ワンフェス 2002年夏 リポート Ver.1

 

「赤とんぼワークス」卓にディーラー参加された皆様お疲れ様でした。今回も大勢の
方が拙卓にお越し頂きました。皆様は何か収穫は有りましたか。

 ワンダーフェスティバルの会場は、1998年夏に従来の晴海国際見本市会場から現在
の有明国際展示場(東京ビッグサイト)に場所を移してからイベントの規模は拡大の
一途を辿り、2000年夏と2001年夏は同系のイベント「トイフェスティバル」と併せ
東京ビッグサイト東館のホール6箇所全て使用する迄に至りましたが、今年の2月は
ホール5箇所に規模が縮小しました。今夏の会場はビッグサイトの西館だけで、晴海
からビッグサイトに会場を移してから2回目の1998年冬と同規模です。今思えば人気
キャラクターのブームで参加ディーラーが増えた拡大時期はバブルと言うべきで、
この程度の技量でイベントに出て恥ずかしく無いかと問い詰めたくなるディーラーが
数多く見受けられました。
 今日日、キャラクター系で全体を引っ張る人気アイテムが無く好みが分散し、以前
の様な何処へ行っても同じキャラクターの造形物が並ぶ共食い状態になりません。
全てのディーラー卓をチェックした訳では有りませんが、突出した造型物は見受けら
れず、何処の卓にも今までに観た様な造型物だけ並んでいる様にしか見えません。
 参加卓数は減りましたが技量の低いディーラーが淘汰された訳で無く、造型レベル
高低の比率は変わりません。
 只でさえ少ないスケール系ディーラーはガイドブックに新作発表と掲載しても、実際
に新作を出品した所は殆ど無く旧作の再版ばかり、有ったとしても1/144スケール程度
の小物しか見受けられません。ガレージキットに工数や材料費等が掛かるのは重々承知
していますが、本音を言わせて頂けるなら、普通の1/72スケールモデルより高価な
1/144スケールモデルでは購入意欲が起こりません。
 今年2月は再版のみ新作無しでしたが、今夏は1年振りの新作キット1/48スケール
ロッキード・モデル9・オライオンを出品しました。
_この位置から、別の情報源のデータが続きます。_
PR #9587, opened 2024-07-11
bump go-cs3apis and reva to latest master

rhafer:


rhafer:
Grmbl. Not sure what to do with the Sonarcloud complaints. It's basically all about the 'copylocks' issue that is raised now when copying proto message structs. I tried to address a few of them, but new ones keep popping up.  

I somehow think we should ignore them in this PR. And provide a followup PR that addresses all of them.

2403905 (approved):

micbar (approved):

PR #9598, opened 2024-07-12
[docs-only] Docs adoc template: make a space between deprecations and standard

mmattel:
As part of a necessary admin docs cleanup.

Adds some space between deprecations - if present - and standard envvar printout.
Also added more explanations as comment.

Backport to `stable-5.0` necessary.

PR #9599, opened 2024-07-12
[docs-only] [5.0] Docs adoc template: make a space between deprecations and standard

mmattel:
Backport of:
#9598 ([docs-only] Docs adoc template: make a space between deprecations and standard)


docs/templates/ADOC.tmpl
```diff
@@ -1,4 +1,6 @@
 // set the attribute to true or leave empty, true without any quotes.
+// if the generated adoc file is used outside tabs, it renders correctly depending on the attribute set.
+// if inside, you need additioanlly use the xxx_deprecation.adoc file. attributes cant be defined inside tabs.
```
phil-davis, line 3:
```suggestion
// if inside, you need to also use the xxx_deprecation.adoc file. attributes can't be defined inside tabs.
```

micbar (approved):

手前味噌になりますが、本格的
な航空機スケールモデル新作を出品したのは私だけ、満を持して出品した新作キットは
一般販売向けを14本持ち込み、身内に回す難有り品を2本持ち込みました。この程度
の本数なら今までは午前中に完売しましたが、今回は今迄と違い午前中は全く売れず、
知り合いに2本売れただけ、午後は事前にwebで見た一般のお客様に3本売れただけで
した。3本売れたと言っても1人で2本購入された方もおられたので、実際に一般の
お客様で購入された方は2人だけでした。それ以外は@niftyの身内が事前に予約した
一般販売向け1本と、難有り品1本、某模型店に卸した計5本だけでした。結局、一般
販売向けは3本売れ残り、難有り品は1本売れ残りましたが、幸い最後の難有り品は
身内の方が引き取って頂けました。
 今回の新作
ロッキード・モデル9・オライオンは発売前からEメールでオーダーを
頂き、先日のアフターバーナー・セールでも前評判が高かったので、ワンフェスでの
売れ行き不振は予想外でした。来場された方にはキットの出来が良く、手が掛かった
事は評価して頂けましたが、\5,000の価格設定は高めだった様です。第一次大戦と
第二次大戦間の20年代30年代の航空機が好きな方は多い筈ですが、ワンフェスの
様なキャラクター中心のイベントでは奇抜なスタイルの試作機、実験機の方が受けが
良く、平凡なスタイルのレシプロ単発機は面白みを欠いたのかも知れません。
 入場者全体が減少した様に見受けられたので、スケール系を目当てに来る人達が
減るのも当然です。
 残念ながらワンフェスの売れ行きは不本意な結果に終わりましたが、イベントで販売
する事が以前から自分の欲しかったアイテムを作るきっかけとなり、大勢の方に作品を
披露出来、モデルグラフィックス誌が取材に来ました。売り上げが全てでは無いので
これだけで良しとします。

 ディーラーとして参加するなら、発奮してもっと凄い物を作る迄です。